В числе рождественских гостей в тот год был и Бетге. Бонхёффер опробовал снегоступы, все дружно катались на лыжах, в сочельник обменивались подарками. Один подарок прибыл издалека, от друга Бонхёффера, пастора Эрвина Шюца, трудившегося в глуши Гросс-Шлоссенвица. «Дорогой брат Шюц, – писал ему Бонхёффер, – то был замечательный сюрприз, радостная неожиданность, когда на глазах у моих племянников и племянниц мы открыли посылку и выскочил живой кролик»484. Порадовавшись подаркам, всей компанией отправились на мессу в богато украшенную монастырскую церковь.
Родители прислали Дитриху французский словарь – он собирался в скором времени в Женеву. Они также прислали лупу, некогда принадлежавшую его брату Вальтеру. Вальтер, погибший на ставшей уже историей Первой мировой, был в семье главным естествоиспытателем. Двадцать восьмого Бонхёффер в ответном письме поблагодарил родителей и поделился с ними ощущением «новой реальности»: перемены наступят не так скоро, как хотелось бы. Он был твердо намерен искать более глубокую истину, скрытую внутри безнадежной с виду ситуации.

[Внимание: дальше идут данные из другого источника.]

PR #2442, opened 2026-04-29
fix(drs-prompt-generation): drop non-alpha-2 region values before writeConfig (SITES-43238)

dzehnder:
## Summary

Step 1 of the [SITES-43238](https://jira.corp.adobe.com/browse/SITES-43238) fix plan. Stops the bleeding by filtering invalid region values at the DRS writer **before** they reach `writeConfig` and corrupt the LLMO config on S3.

### Problem

Upstream DRS occasionally emits region values that don't match the schema-validated alpha-2 format (e.g. `"en-us"`, `"global"`, `"united-states"`). Because `writeConfig` in `@adobe/spacecat-shared-utils` doesn't validate against the `llmoConfig` Zod schema before persisting, these values were silently written to S3 and then broke every subsequent schema-validated read with HTTP 400 (e.g. `GET /api/v1/sites/:id/llmo/config`).

Confirmed broken in production for site `78d59744-e06c-4d14-a77a-9490c1464116` and at risk across the entire DRS-onboarded tenant population.

### Fix

In `src/drs-prompt-generation/drs-config-writer.js`:

- Add a `normalizeRegion(raw)` helper enforcing the same shape the Zod schema requires (`/^[a-z]{2}$/` after lowercasing, non-string rejected).
- Pre-process the incoming `drsPrompts` array: keep prompts, normalize valid regions, strip invalid ones.
- Emit a single aggregated `log.warn` per write — e.g. `{"en-us":23,"global":5}` — so dropped values stay diagnosable without log volume scaling with prompt count.
- Drop the now-redundant downstream `.toLowerCase()` calls.

Prompts themselves are kept (the schema permits empty `regions: []`); only invalid region values are stripped.

### Scope (and what's NOT in this PR)

This is step 1 of 3:

1. **This PR** — filter at the writer (audit-worker). Stops new corruption.
2. *Next PR* — fail-closed validation in `writeConfig` itself (spacecat-shared-utils). Requires step 1 to soak >=24h in prod first, plus an audit of all `writeConfig` callers.
3. *Next PR* — one-shot repair of already-corrupted S3 configs. Requires a read-only sweep first to size the population.

### Test plan

- [x] New tests in `test/drs-prompt-generation/drs-config-writer.test.js`:
  - drops \`en-us\`, \`global\`, mixed valid+invalid; aggregated WARN includes \`"en-us":2\`, \`"global":1\`
  - does not warn when all regions are valid (also covers uppercase normalization, e.g. \`"DE"\` -> \`"de"\`)
  - drops non-string region values (e.g. \`123\`) gracefully
- [x] \`npm test\` — 7579 passing, 100% coverage on \`src/**/*.js\`
- [x] \`npm run lint\` — clean
- [ ] Soak in prod >=24h before merging step 2

### DIFF
--- a/src/drs-prompt-generation/drs-config-writer.js
+++ b/src/drs-prompt-generation/drs-config-writer.js
@@ -13,10 +13,27 @@
 import { randomUUID } from 'crypto';
 import { llmoConfig as sharedLlmoConfig } from '@adobe/spacecat-shared-utils';
 
+// Region values must match the schema in @adobe/spacecat-shared-utils
+// (ISO-3166 alpha-2). Upstream DRS occasionally emits non-conformant values
+// like "en-us" or "global" — those would corrupt the LLMO config and break
+// every subsequent schema-validated read. See SITES-43238.
+const REGION_REGEX = /^[a-z]{2}$/;
+
+function normalizeRegion(raw) {
+  if (typeof raw !== 'string') {
+    return null;
+  }
+  const lc = raw.toLowerCase();
+  return REGION_REGEX.test(lc) ? lc : null;
+}
+
 /**
  * Groups DRS prompts by category and topic, then writes them into
  * the LLMO config as aiTopics so they appear in the UI and are used
  * by downstream brand-presence analysis flows.
+ *
+ * Non-alpha-2 region values are dropped (with an aggregated WARN log)
+ * before grouping so they cannot reach the schema-validated S3 config.
  *
  * @param {object} params
  * @param {Array<object>} params.drsPrompts - Raw prompts from DRS
@@ -36,6 +53,25 @@ export default async function writeDrsPromptsToLlmoConfig({
   log,
   configClient = sharedLlmoConfig,
 }) {
+  const droppedRegions = new Map();
+  const normalizedPrompts = drsPrompts.map((p) => {
+    if (!p.region) {
+      return p;
+    }
+    const valid = normalizeRegion(p.region);
+    if (valid) {
+      return { ...p, region: valid };
+    }
+    droppedRegions.set(p.region, (droppedRegions.get(p.region) || 0) + 1);
+    const rest = { ...p };
+    delete rest.region;
+    return rest;
+  });
+  if (droppedRegions.size > 0) {
+    const summary = Object.fromEntries(droppedRegions);
+    log.warn(`Dropped non-alpha-2 region values from DRS prompts for site ${siteId}: ${JSON.stringify(summary)}`);
+  }
+
   const { config } = await configClient.readConfig(siteId, s3Client, { s3Bucket });
 
   if (!config.aiTopics) {
@@ -54,7 +90,7 @@ export default async function writeDrsPromptsToLlmoConfig({
   // Group prompts by topic (DRS topic field) within each category
   // DRS prompt shape: { prompt, region, category, topic, base_url }
   const grouped = {};
-  for (const p of drsPrompts) {
+  for (const p of normalizedPrompts) {
     const catName = p.category || 'general';
     const topicName = p.topic || 'general';
     const key = `${catName}|||${topicName}`;
@@ -88,7 +124,7 @@ export default async function writeDrsPromptsToLlmoConfig({
         if (!categoryRegions.has(categoryId)) {
           categoryRegions.set(categoryId, new Set());
         }
-        categoryRegions.get(categoryId).add(p.region.toLowerCase());
+        categoryRegions.get(categoryId).add(p.region);
       }
     }
 
@@ -101,7 +137,7 @@ export default async function writeDrsPromptsToLlmoConfig({
           promptMap[text] = { regions: new Set(), type: p.type || '' };
         }
         if (p.region) {
-          promptMap[text].regions.add(p.region.toLowerCase());
+          promptMap[text].regions.add(p.region);
         }
       }
     }
--- a/src/drs-prompt-generation/drs-config-writer.js
+++ b/src/drs-prompt-generation/drs-config-writer.js
@@ -101,12 +101,36 @@ export default async function writeDrsPromptsToLlmoConfig({
     grouped[key].prompts.push(p);
   }
 
+  // Determine which categories have at least one prompt with a valid region
+  // across all their topics. New categories without a valid region cannot be
+  // safely persisted because the schema requires `region`.
+  const categoriesWithValidRegion = new Set();
+  for (const p of normalizedPrompts) {
+    if (p.region) {
+      categoriesWithValidRegion.add((p.category || 'general').toLowerCase());
+    }
+  }
+
+  // Drop any group whose category is new AND has no valid region to assign,
+  // so we never create a category that violates the schema.
+  const droppedCategories = new Set();
+  const groupsToProcess = Object.values(grouped).filter((group) => {
+    const catKey = group.category.toLowerCase();
+    const isNew = !categoryNameToId[catKey];
+    if (isNew && !categoriesWithValidRegion.has(catKey)) {
+      droppedCategories.add(group.category);
+      return false;
+    }
+    return true;
+  });
+
   const now = new Date().toISOString();
   const categoryRegions = new Map();
 
-  for (const { category: catName, topic: topicName, prompts } of Object.values(grouped)) {
-    // Find or create category
-    let categoryId = categoryNameToId[catName.toLowerCase()];
+  for (const { category: catName, topic: topicName, prompts } of groupsToProcess) {
+    const catKey = catName.toLowerCase();
+    let categoryId = categoryNameToId[catKey];
+
     if (!categoryId) {
       categoryId = randomUUID();
       config.categories[categoryId] = {
@@ -115,7 +139,7 @@ export default async function writeDrsPromptsToLlmoConfig({
         updatedBy: 'drs',
         updatedAt: now,
       };
-      categoryNameToId[catName.toLowerCase()] = categoryId;
+      categoryNameToId[catKey] = categoryId;
     }
 
     // Track regions for this category
@@ -167,6 +191,10 @@ export default async function writeDrsPromptsToLlmoConfig({
   for (const [catId, regions] of categoryRegions) {
     const arr = [...regions];
     config.categories[catId].region = arr.length === 1 ? arr[0] : arr;
+  }
+
+  if (droppedCategories.size > 0) {
+    log.warn(`Skipped DRS categories with no valid region for site ${siteId}: ${JSON.stringify([...droppedCategories])}`);
   }
 
   const { version } = await configClient.writeConfig(siteId, config, s3Client, { s3Bucket });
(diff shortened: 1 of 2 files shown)


src/drs-prompt-generation/drs-config-writer.js
```diff
@@ -88,7 +124,7 @@ export default async function writeDrsPromptsToLlmoConfig({
         if (!categoryRegions.has(categoryId)) {
           categoryRegions.set(categoryId, new Set());
         }
-        categoryRegions.get(categoryId).add(p.region.toLowerCase());
+        categoryRegions.get(categoryId).add(p.region);
```
solaris007, line 151: When a brand-new category has ALL prompts with invalid regions, this `.add()` never executes for that category. `categoryRegions` gets no entry, so the final loop never sets `config.categories[catId].region`. Since the Zod schema declares `region` as required, this still produces a config that fails the next read. Consider skipping category creation when no valid region survives normalization.

solaris007 (changes requested):
Hey @dzehnder,

Clean, well-scoped stop-the-bleed fix. The 3-step plan is clear, the PR description is unusually disciplined about what's in and out of scope, and the aggregated WARN with value->count diagnostics gives ops exactly the data needed to drive Step 2 prioritization and Step 3 repair sizing.

## Strengths

- `normalizeRegion` is clean: explicit `typeof` guard, anchored fixed-length regex (not ReDoS-susceptible), single normalization point upstream that eliminates the now-redundant `.toLowerCase()` calls downstream (`drs-config-writer.js:127`, `drs-config-writer.js:140`)
- Aggregated `Map` + `JSON.stringify` is the right primitive - one WARN per write with value->count breakdown keeps log volume flat while preserving diagnostics. JSON encoding closes off log-forging through the raw values. Counting keyed on the raw input preserves diagnostic fidelity (e.g. `"en-us"` vs `"EN-US"` are distinct)
- Schema regex alignment confirmed: `@adobe/spacecat-shared-utils` uses `z.string().length(2).regex(/^[a-z][a-z]$/i)`, and this PR's `/^[a-z]{2}$/` post-lowercase is functionally equivalent
- The comment block above `REGION_REGEX` (lines 16-19) explains the "why" and references SITES-43238 - the next person debugging an LLMO config corruption will find the breadcrumb
- Drop region, keep prompt - preserves user-facing content while shedding the schema-toxic field. Spread + delete correctly avoids mutating the caller's objects
- Tests cover both directions of the warn signal (fires with counts when dirty, silent when clean) plus non-string and uppercase normalization
- Zero new dependencies - supply chain footprint unchanged

## Issues

### Important (Should Fix)

**New category with only invalid regions is written without the required `region` field** - `drs-config-writer.js`

When a brand-new category is created and ALL prompts in that category had invalid regions (e.g. every prompt has `region: "en-us"`), `categoryRegions` never gets an entry for that category ID. The final loop that sets `config.categories[catId].region` skips it entirely. The Zod schema declares `region` as required (`z.union([region, z.array(region)])`), so this produces a config that fails the next schema-validated read - the same class of corruption this PR aims to prevent.

How to fix: skip creating the category when no valid region survives normalization. Add a test for "category where all prompts have only invalid regions is not persisted."

### Minor (Nice to Have)

1. **Aggregated WARN message has no upper bound on size** (`drs-config-writer.js:68`) - If DRS emits a degenerate payload with many unique invalid strings, the single `log.warn` line could become very large or get truncated. Consider capping the number of distinct entries reported (top-N by count plus an "others: M" tail).

2. **Whitespace-padded regions not tested** (`drs-config-writer.test.js`) - `'us '` and `' us '` hit the regex-fail path and get dropped, which is the intended behavior. Pinning this with one assertion prevents future drift if someone later adds `.trim()` inside `normalizeRegion`.

3. **Prompts with `regions: []` persisted when all regions for a prompt text were invalid** - The schema allows empty arrays, so this passes validation, but the operational meaning of "an AI-generated prompt with zero regions" is ambiguous for downstream brand-presence flows. Consider dropping such prompts when handling the empty-category case above.

## Recommendations

- **Lock down the falsy-region contract in a test.** The current code preserves prompts where `region` is `null`, `undefined`, or `''` via `if (!p.region) return p;`. None of the new tests assert this explicitly. A one-line assertion prevents a future maintainer from tightening that check and silently dropping prompts the schema permits.
- **Decide explicitly on `.trim()`**: today the implicit policy is "no trim, padded values are dropped." Either decision is defensible - just make it deliberate.
- **CloudWatch/Coralogix metric for dropped regions**: a counter would make "is DRS regressing this week?" trivially queryable without log grep. Good candidate for Step 2 or a follow-up.
- **When Step 2 lands, decide explicitly whether to keep this writer-side filter**: defense-in-depth is legitimate, but normalizers across producers can diverge from the canonical schema over time. A short note in the Step 2 PR would prevent that drift.
- **"global" is likely meaningful intent** from the DRS side (not a typo). The schema has no representation for "all regions" - worth a sibling ticket so the DRS team has a recourse.

## Assessment

Ready to merge? **With fixes.**

The Important finding is the same class of bug this PR claims to fix - a write that produces a config the next read can't parse. Fixing it is a few lines and one test. Everything else is minor/recommendation-level, and the architectural placement (writer-side stop-gap with explicit Step 2 follow-up in the correct repo) is sound.

## Next Steps

1. Address the category-without-region edge case (Important) - skip category creation when no valid regions survive normalization.
2. Review the minor items at your discretion - none are blocking.

dzehnder:
Thanks for the thorough review @solaris007 — pushed [4c88ae1](https://github.com/adobe/spacecat-audit-worker/commit/4c88ae13) addressing the Important finding plus the two minor tests that were quick to land.

## Addressed

**Important — new category without valid region.** You were right that this was the same class of bug the PR aims to prevent. Note this also existed before my PR for prompts with no region at all, since the schema treats both \`region: missing\` and \`region: dropped\` identically. Approach:

- Pre-compute \`categoriesWithValidRegion\` across all prompts (not just within a single group, since one category can span multiple topics).
- Filter \`grouped\` before the main loop: groups whose category is new AND has no valid region anywhere are dropped, tracked in \`droppedCategories\`, and emitted as a second WARN at write time.
- Existing categories are unaffected — they keep their stored region, and prompts (even with empty \`regions: []\`) get appended.

This did surface a side-effect: the existing test \`handles prompts without region\` was asserting the buggy behavior (category created without \`region\`). I rewrote it as the falsy-region contract test you asked for, and added an anchor prompt to \`defaults category and topic to \"general\"\` so it keeps testing what its name says.

**Tests added/updated:**
- \`skips new categories where every prompt has an invalid region\` (the Important fix)
- \`keeps adding prompts to an existing category when new prompts have only invalid regions\` (covers the merge case — existing region preserved, prompts persisted with empty \`regions: []\`)
- \`preserves prompts with falsy regions (null, undefined, empty string) without WARN\` (your recommendation 1)
- \`drops whitespace-padded region values (no implicit trim)\` (your minor 2 — pins the no-trim policy as a deliberate decision)

\`npm test\` 7582 passing, 100% coverage on \`drs-config-writer.js\`, lint clean.

## Deferred (with rationale)

**Aggregated WARN size cap (minor 1).** Worth doing if log volume becomes an issue, but the realistic bad-value cardinality from DRS is small (handful of language-region tags, a few free-form strings). I'd rather see real log volume from prod first before adding the top-N+others machinery — happy to add a follow-up ticket if you'd prefer it tracked explicitly.

**Empty \`regions: []\` prompts persisted (minor 3).** This is a product question more than a correctness one — the schema permits it, and \"AI prompt with no region\" might still be useful for non-region-scoped flows. Want to leave that decision to whoever owns the brand-presence pipeline rather than encode it silently here.

**CloudWatch/Coralogix counter metric.** Agreed this is the right shape for \"is DRS regressing this week?\" — will pick this up either as part of step 2 or as a small follow-up. Filed mentally; happy to formalize a sub-task on SITES-43238 if useful.

**Sibling ticket for \"global\" intent.** Good catch — \"global\" almost certainly is meaningful intent on the DRS side and our schema has no representation for it. Will file a separate ticket against the DRS team rather than treat it as a defect.

**Step 2 (fail-closed \`writeConfig\`) — keep this writer-side filter?** I'll address explicitly in the step 2 PR description so the decision is visible. Current lean: keep it as defense-in-depth, with the writer-side filter being lossless (drops bad regions but keeps prompts where possible) and \`writeConfig\` validation being the hard backstop.

Ready for re-review when you have a moment.

solaris007 (commented):
Hey @dzehnder,

Solid follow-up. The Important finding from the first review is correctly resolved, the deferred items have substantive rationale, and the new tests lock down the contracts we flagged.

## Strengths

- Previously flagged "New category with only invalid regions written without required `region` field" is resolved (`drs-config-writer.js:104-124`). The `categoriesWithValidRegion` precompute plus `groupsToProcess` filter ensures new categories cannot reach `config.categories` without at least one valid alpha-2 region. Test `skips new categories where every prompt has an invalid region` verifies both `categories === {}` and `aiTopics === {}`, preventing orphaned topic references.
- Previously flagged "whitespace-padded regions not tested" is resolved. New test pins the "no implicit trim" policy.
- Previously flagged "falsy-region contract" recommendation is resolved. Rewritten test covers null, undefined, '' plus a valid anchor, asserting no WARN fires.
- Existing-category invariant correctly preserved: only new categories are dropped; existing categories continue to receive prompts with empty `regions: []` without losing their prior `region` value. Test `keeps adding prompts to an existing category when new prompts have only invalid regions` verifies this.
- Two WARN messages provide clean, separable operational signals: one for upstream data quality (non-conformant region values), one for downstream impact (categories that could not be persisted).
- Author's pushback on prior Minor 1 (WARN size cap) holds - bad-value cardinality from DRS is bounded by upstream emission patterns, not adversarial input. Agreed to defer.
- Author's pushback on prior Minor 3 (empty `regions: []` persisted) holds - schema permits it, product semantics belong to the brand-presence pipeline owner.

## Issues

### Minor (Nice to Have)

**Missing test: new category where ALL prompts have falsy regions (no valid anchor)** - The new logic introduces a behavioral asymmetry between new and existing categories when all prompts have falsy regions (null/undefined/''):
- Existing category: prompts persisted with `regions: []`, no WARN
- New category: category and prompts dropped, category-WARN fires

This exact path is untested. The `preserves prompts with falsy regions` test has a Q4 anchor with valid `'us'` that keeps the category alive, and `skips new categories where every prompt has an invalid region` uses invalid strings, not falsy values. The all-falsy-no-anchor path takes a distinct route: `categoriesWithValidRegion` stays empty, `droppedRegions` stays empty (no region WARN), only the category-WARN fires. A ~5 line test would pin this contract and prevent silent regression if a future refactor changes the filter behavior.

## Recommendations

- Consider a brief comment near the `groupsToProcess` filter noting the asymmetry: new categories require an anchor because the schema requires `region` on creation, while existing categories already satisfy the schema.
- (Pre-existing, not this PR's scope) `categoryNameToId = {}` inherits from `Object.prototype`; if DRS ever emits `category: "constructor"` or `"__proto__"`, the property lookup would return inherited values. Swapping to `Object.create(null)` or a `Map` closes this. Worth considering if this writer gets another pass.

## Assessment

Ready to merge? **Yes.**

The Important finding from the first review is correctly resolved by construction. The author's pushback on deferred items is substantive and well-reasoned. The one minor gap (all-falsy-new-category test) is a contract-pinning improvement, not a correctness issue.

solaris007 (approved):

В прошлом году… под конец года мы все, наверное, думали, что в этом году нам удастся сделать решительный шаг вперед и появится большая ясность. Теперь же крайне сомнительно, в какой мере эта надежда сбылась и сбылась ли вообще… Мне кажется, что нужно примириться с долгим ожиданием, жить более прошлым и настоящим, то есть благодарностью, а не видением будущего485.
Сходные мысли он выразил и в письме Шюцу: «Мы пойдем низиной и окажемся в лощине куда более глубокой, чем теперь, прежде чем сможем вновь начать подъем и выйти с другой стороны. Главное – позволить, чтобы нас целиком и полностью вели, не сопротивляться и не проявлять нетерпения. Тогда все будет хорошо»486.
Он был готов к долгому ожиданию, будь что будет.
В Эттале Бонхёффер часто общался с другими участниками Сопротивления, в том числе с министром юстиции Гюртнером и с Карлом Герделером, бывшим мэром Лейпцига. Мюллер навещал его чуть ли не ежедневно. В рождественские праздники Бонхёффер и Бетге встречались с Донаньи и ватиканскими послами, в том числе с личным секретарем Пия XII Робертом Лейбером. Бетге и Бонхёффер прогулялись вместе с Гюртнером по альпийскому холоду и обсудили проблемы во взаимоотношениях между Исповеднической церковью и Имперской церковью [48] .
В январе 1941 года Бонхёффер съездил в Мюнхен повидаться с Юстусом Перельсом, главой юридической службы Исповеднической церкви. Перельс всеми силами пытался склонить правительство рейха к более снисходительному обращению с пасторами Исповеднической церкви – пока что их призывали чуть ли не всех подряд, причем в действующую армию, и Церковь была обескровлена. То была злонамеренная политика нацистов, и Перельс надеялся убедить их в том, что Исповедническая церковь заслуживает такого же отношения, как и рейхсцерковь.
В Мюнхене Бонхёффер сходил вместе с Перельсом на оперу Бетховена «Создание Прометея», поставленную как пантомиму, но «не пришел в восторг». Они также посмотрели фильм о жизни Шиллера, который Бонхёффер рекомендовал Бетге в следующих выражениях: «Кошмар: патетично, клишированно, лживо, нереалистично, антиисторично, плохо сыграно, китч! Сходи сам посмотри. Так я представлял себе Шиллера, когда учился в средней школе»487.
Впервые за пять лет Бонхёффер и Бетге оказались надолго разлучены. Дитрих постоянно нуждался в присутствии друга: он просил Бетге критиковать и помогать оттачивать его богословские идеи, и во время работы над «Этикой» ему недоставало возможности обсуждать новые мысли и проверять их на доверенном друге. Годами они почти ежедневно молились вместе, и – самая интимная связь – они исповедовались друг другу. Каждый из них знал самые тайные переживания другого, они всегда включали в число своих молитв ходатайство друг за друга. 1 февраля Бонхёффер сделал самому себе подарок ко дню рождения, написав Бетге письмо с рассуждением об их дружбе.